Comment 18 Mathias Homann 2020-10-16 08:05:04 UTC
(In reply to Mathias Homann from comment #17)
> (In reply to Erik Kurzinger from comment #14)
> > Bar1 is the portion of video memory that can be accessed by the CPU over
> > PCIe.
> > 
> > And yes, a graphical desktop environment would be expected to utilize GPU
> > memory bandwidth, but only if you're actually interacting with it. If it's
> > just sitting idle then it wouldn't be surprising that nvidia-smi reportes 0%
> > mem utilization.
> > 
> > Could you try running "nvidia-smi dmon" and, moving windows around or
> > activating some desktop effects? This should cause the mem and SM values to
> > increase, unless there really is a bug.
> 
> hm.
> 
> so on my desktop pc (the one where monitoring doesn't work) I just ran
> "nvidia-smi dmon" in one xterm, and then dragged another one around all over
> my two screens, with the "wobbly windows when moving" effect turned up all
> the way to max - and the values stayed zero.
> 
> on the other hand, on my laptop which uses optimus technology and is set up
> for prime render offloading, so to my understanding the nvidia GPU should
> really not do anything unless I run a binary explicitely on that card,
> nvidia-dmon reports values for sm and mem even when the thing really does
> nothing, GPU-wise... so something seems to be off...

ok i correct this - on my laptop nvidia-smi reports as expected.
Comment 19 Erik Kurzinger 2020-10-16 14:26:50 UTC
Ok, that is strange. It's kind of a separate issue to this ksysguard bug, though. Would you mind either sending an email to linux-bugs@nvidia.com or starting a thread on https://forums.developer.nvidia.com/c/gpu-unix-graphics/linux/ ? We can follow up with you there.

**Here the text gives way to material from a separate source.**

Issue #519, opened 2026-07-17
Judge/loop unit tests bypass _convert_messages, hiding provider message-shape bugs


azorej:
## Context

Discovered while planning #515 (judge `submit_report` retry sent no `role=tool` result → OpenAI-family 400 on the retry turn).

If you do so, it would help if you could run the nvidia-bug-report.sh script that we distribute with the driver and attach the file it generates.
Comment 20 Mathias Homann 2020-12-01 21:27:30 UTC
I'm running glxspheres, and "nvidia-smi dmon" and "nvidia-smi pmon" both show only zeros for sm,%, mem%, power consumption, and encoder/decoder usage, but running "nvidia-smi" without any parameters shows the actual usage stats.

Is that a bug, or not?
Comment 21 Mathias Homann 2020-12-01 21:32:22 UTC
Created attachment 133791 [details]
nvidia bug report logfile
Comment 22 Mathias Homann 2020-12-01 21:32:46 UTC
(In reply to Erik Kurzinger from comment #19)

> If you do so, it would help if you could run the nvidia-bug-report.sh script
> that we distribute with the driver and attach the file it generates.

mail sent.
Comment 23 Christoph Cullmann 2024-09-23 21:00:00 UTC
ksysguard is no longer maintained, in Plasma 6 there is the Plasma system monitor for this task.

If your issue still happens with the Plasma 6 replacement, please re-open and we can move this bug to the new product, thanks!